What messages did you, as a child, learn about money and how does that impact you today?
I was listening this morning to an interview with a financial therapist who talked about how the attitudes towards money that we learned as children can impact our anxieties and decisions about money as adults. This podcast resonated with me because I put a lot of strictures around myself when it comes to money. Part of the time, I deliberately ignore it entirely – if you asked me what my bank balances are or how much is in my 401K, I’d have to look it up – and, when I do think about money, it is with anxiety and a feeling of not having enough although my financial planner tells me the opposite.
My parents both came from relatively affluent families. They weren’t, by any means, wealthy. But both sides of the family had enough money to do things that middle class families did not have the money to do. My father’s parents lived in a big house in Coral Gables, at the time an affluent neighborhood. My mother’s parents lived on my grandfather’s orange grove and cattle farm just outside Fort Lauderdale. My father’s parents got a new Mercedes every year, trading in the old one for a new one. My mother’s parents drove the same cars for as long as I can remember; but they traveled a great deal, going on trips to Australia, Tibet – and always Lindblad, an expensive tour company.

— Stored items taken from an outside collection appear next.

PR #825, opened 2025-06-16
Thread local temp file strategy

kelemen:
Added support for thread local temp file strategy.

The only awkwardness here are checked exceptions likely thrown in the task (in fact, most likely IO is likely). It might be reasonable to create an interface instead of `Supplier` declaring the `IOException`.

### DIFF
--- a/poi/src/main/java/org/apache/poi/util/TempFile.java
+++ b/poi/src/main/java/org/apache/poi/util/TempFile.java
@@ -19,6 +19,8 @@ package org.apache.poi.util;
 
 import java.io.File;
 import java.io.IOException;
+import java.util.Objects;
+import java.util.function.Supplier;
 
 /**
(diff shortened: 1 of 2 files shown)


pjfanning:
@kelemen I merged this more or less as is. I left out the boolean flag as I'm not convinced it will aid performance that much.
Bugzilla seems to have crashed but I was emailed your most recent comment.
I fixed up the set(null) scenario do a remove.

kelemen:
Thanks, I have seen it, but couldn't respond on BugZilla (for the same reason). I wasn't that convinced about the flag as well, just figured that you will remove it (or ask to remove it), if you don't want to complicate.

Just one note: Do you still want to retain your `setThreadLocalTempFileCreationStrategy` method? Obviously, it is not an issue for me, but it might limit your possibilities in the future, if for who knows what reason you need or want to move to scoped values (as scoped values only support the "safe" style only).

My parents considered themselves rebels. They left South Florida – where they had extended family networks – and moved to the West Coast. When my father returned from Vietnam, they moved to the Pacific Northwest. They didn’t want to live in the traditional-style homes their parents lived in. They chose not to belong to the Junior League or Rotary. They weren’t hippies but, like many children of the 1960s, they rejected their parent’s values outwardly.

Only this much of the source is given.